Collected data
Issue #694, opened 2019-04-08
Contract redirection record


erikzhang:
Currently, when a smart contract is upgraded, all stored data is migrated to the new contract. If there is a large amount of data in the contract, the workload of the migration will be very large and may cause a DoS attack.

So I proposed a redirection mechanism. Instead of migrating data directly during each contract upgrade, a redirection record is created. When the contract reads the data, it can find the original contract hash based on the redirection record, thus accessing the correct data.

The downside to this is that the old contract cannot be redeployed in the future. But I don't think this will have any effect. Unless a hash collision occurs, this probability is negligible.

shargon:
Maybe we can iterate all the keys and move these keys to the new one, is faster than Get, Remove and Put.

igormcoelho:
I agree Erik, for the current data format.. however, on MPT, the scripthash is just a header, so migration would happen immediately, independent of how many keys are there. So, I think its better to adopt MPT asap.

erikzhang:
> however, on MPT, the scripthash is just a header, so migration would happen immediately, independent of how many keys are there. So, I think its better to adopt MPT asap.

How does MPT help migration happen immediately?

igormcoelho:
On MPT, storage keys are spread through all the tree (or trie to be precise), so when a change is made on the leaf (value change for example), the root node changes. However, when a change is made on root, no change needs to be propagated down the tree. Our current proposal creates a MPT for every contract, so a scripthash change will just affect the MPT contract root node, a constant-time change O(1). To make things more solid, we can also propose a global MPT node that stores the scripthashes of the existing contracts (with storage capabilities), but even this change would only require a maximum of 20 steps in a near impossible scenario, so it will also be O(1).
On general terms, problem is fully solved with MPT. However, MPT is not good for parallel write access, and this is one thing we may want to think carefully.
Currently, there's no good/perfect way to allow parallelism on storage, but this will become even harder with MPT. One natural parallelism that will keep working without locks, as explained on whitepaper, is by executing different contracts in parallel (without dynamic invoke). But when executing operations on th same contract, I don't see many options instead of a lock mechanism. I think the trace proposal (https://github.com/neo-project/neo/issues/602) can help in this sense, but it is only a performance feature that we can think about for the future, and does not impact in current design.

To finish, even if storage is not affected by migration, perhaps it's nice to leave a proxy from the old contract to the new one, in order to make things easier for users when migrating contracts. In this sense, I fully agree with this proposal.

[...]

PR #930, opened 2019-07-17
Parallel write storage

shargon:
Possible fix for https://github.com/neo-project/neo/issues/694

### DIFF
--- a/neo/IO/Caching/DataCache.cs
+++ b/neo/IO/Caching/DataCache.cs
@@ -1,6 +1,7 @@
 ﻿using System;
 using System.Collections.Generic;
 using System.Linq;
+using System.Threading.Tasks;
 
 namespace Neo.IO.Caching
 {
@@ -62,7 +63,8 @@ namespace Neo.IO.Caching
 
         public void Commit()
         {
-            foreach (Trackable trackable in GetChangeSet())
+            Parallel.ForEach(GetChangeSet(), (trackable) =>
+            {
                 switch (trackable.State)
                 {
                     case TrackState.Added:
@@ -75,6 +77,7 @@ namespace Neo.IO.Caching
                         DeleteInternal(trackable.Key);
                         break;
                 }
+            });
         }
 
         public DataCache<TKey, TValue> CreateSnapshot()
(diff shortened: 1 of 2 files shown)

**WHAT YOU NEED TO DO:**
Would you transcribe the records above exactly, leaving nothing out?

**ANSWER:**
Issue #694, opened 2019-04-08
Contract redirection record


erikzhang:
Currently, when a smart contract is upgraded, all stored data is migrated to the new contract. If there is a large amount of data in the contract, the workload of the migration will be very large and may cause a DoS attack.

So I proposed a redirection mechanism. Instead of migrating data directly during each contract upgrade, a redirection record is created. When the contract reads the data, it can find the original contract hash based on the redirection record, thus accessing the correct data.

The downside to this is that the old contract cannot be redeployed in the future. But I don't think this will have any effect. Unless a hash collision occurs, this probability is negligible.

shargon:
Maybe we can iterate all the keys and move these keys to the new one, is faster than Get, Remove and Put.

igormcoelho:
I agree Erik, for the current data format.. however, on MPT, the scripthash is just a header, so migration would happen immediately, independent of how many keys are there. So, I think its better to adopt MPT asap.

erikzhang:
> however, on MPT, the scripthash is just a header, so migration would happen immediately, independent of how many keys are there. So, I think its better to adopt MPT asap.

How does MPT help migration happen immediately?

igormcoelho:
On MPT, storage keys are spread through all the tree (or trie to be precise), so when a change is made on the leaf (value change for example), the root node changes. However, when a change is made on root, no change needs to be propagated down the tree. Our current proposal creates a MPT for every contract, so a scripthash change will just affect the MPT contract root node, a constant-time change O(1). To make things more solid, we can also propose a global MPT node that stores the scripthashes of the existing contracts (with storage capabilities), but even this change would only require a maximum of 20 steps in a near impossible scenario, so it will also be O(1).
On general terms, problem is fully solved with MPT. However, MPT is not good for parallel write access, and this is one thing we may want to think carefully.
Currently, there's no good/perfect way to allow parallelism on storage, but this will become even harder with MPT. One natural parallelism that will keep working without locks, as explained on whitepaper, is by executing different contracts in parallel (without dynamic invoke). But when executing operations on th same contract, I don't see many options instead of a lock mechanism. I think the trace proposal (https://github.com/neo-project/neo/issues/602) can help in this sense, but it is only a performance feature that we can think about for the future, and does not impact in current design.

To finish, even if storage is not affected by migration, perhaps it's nice to leave a proxy from the old contract to the new one, in order to make things easier for users when migrating contracts. In this sense, I fully agree with this proposal.

[...]

PR #930, opened 2019-07-17
Parallel write storage

shargon:
Possible fix for https://github.com/neo-project/neo/issues/694

### DIFF
--- a/neo/IO/Caching/DataCache.cs
+++ b/neo/IO/Caching/DataCache.cs
@@ -1,6 +1,7 @@
 ﻿using System;
 using System.Collections.Generic;
 using System.Linq;
+using System.Threading.Tasks;
 
 namespace Neo.IO.Caching
 {
@@ -62,7 +63,8 @@ namespace Neo.IO.Caching
 
         public void Commit()
         {
-            foreach (Trackable trackable in GetChangeSet())
+            Parallel.ForEach(GetChangeSet(), (trackable) =>
+            {
                 switch (trackable.State)
                 {
                     case TrackState.Added:
@@ -75,6 +77,7 @@ namespace Neo.IO.Caching
                         DeleteInternal(trackable.Key);
                         break;
                 }
+            });
         }
 
         public DataCache<TKey, TValue> CreateSnapshot()
(diff shortened: 1 of 2 files shown)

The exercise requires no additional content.